| Task goal |
Match the string "agentos" against each line below, and copy every line that matches.

| Source data |

::::

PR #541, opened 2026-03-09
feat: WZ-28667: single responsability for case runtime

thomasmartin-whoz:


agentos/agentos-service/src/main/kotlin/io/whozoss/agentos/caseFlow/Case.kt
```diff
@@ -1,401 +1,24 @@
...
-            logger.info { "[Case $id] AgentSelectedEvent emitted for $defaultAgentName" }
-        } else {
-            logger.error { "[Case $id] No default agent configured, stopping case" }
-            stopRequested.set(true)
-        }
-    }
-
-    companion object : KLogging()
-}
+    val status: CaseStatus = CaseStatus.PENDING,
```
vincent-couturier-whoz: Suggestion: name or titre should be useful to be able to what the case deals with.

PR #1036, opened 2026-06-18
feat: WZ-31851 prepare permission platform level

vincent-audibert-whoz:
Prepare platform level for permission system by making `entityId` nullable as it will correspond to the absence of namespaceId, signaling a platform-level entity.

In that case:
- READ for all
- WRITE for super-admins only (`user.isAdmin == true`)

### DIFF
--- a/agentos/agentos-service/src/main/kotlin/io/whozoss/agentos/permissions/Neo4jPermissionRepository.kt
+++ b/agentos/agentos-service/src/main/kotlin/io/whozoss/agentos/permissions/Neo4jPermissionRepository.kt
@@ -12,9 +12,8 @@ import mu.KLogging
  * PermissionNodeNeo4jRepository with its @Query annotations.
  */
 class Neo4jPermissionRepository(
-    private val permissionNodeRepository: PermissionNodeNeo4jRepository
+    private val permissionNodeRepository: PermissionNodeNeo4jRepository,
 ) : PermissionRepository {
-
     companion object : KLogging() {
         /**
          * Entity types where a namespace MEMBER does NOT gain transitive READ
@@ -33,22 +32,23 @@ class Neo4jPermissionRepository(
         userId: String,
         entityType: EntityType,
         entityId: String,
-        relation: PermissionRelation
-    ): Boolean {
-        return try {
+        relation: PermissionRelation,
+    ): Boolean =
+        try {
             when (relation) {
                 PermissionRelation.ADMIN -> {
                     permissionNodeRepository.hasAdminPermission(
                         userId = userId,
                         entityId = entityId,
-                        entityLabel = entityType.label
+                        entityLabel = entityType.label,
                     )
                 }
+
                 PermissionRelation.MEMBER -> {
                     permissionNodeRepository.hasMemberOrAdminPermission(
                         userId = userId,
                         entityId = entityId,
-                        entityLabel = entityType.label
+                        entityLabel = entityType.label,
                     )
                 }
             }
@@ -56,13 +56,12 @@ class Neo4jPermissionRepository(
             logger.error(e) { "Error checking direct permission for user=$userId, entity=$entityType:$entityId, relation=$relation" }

::::

| Answer area |
agentos/agentos-service/src/main/kotlin/io/whozoss/agentos/caseFlow/Case.kt
--- a/agentos/agentos-service/src/main/kotlin/io/whozoss/agentos/permissions/Neo4jPermissionRepository.kt
+++ b/agentos/agentos-service/src/main/kotlin/io/whozoss/agentos/permissions/Neo4jPermissionRepository.kt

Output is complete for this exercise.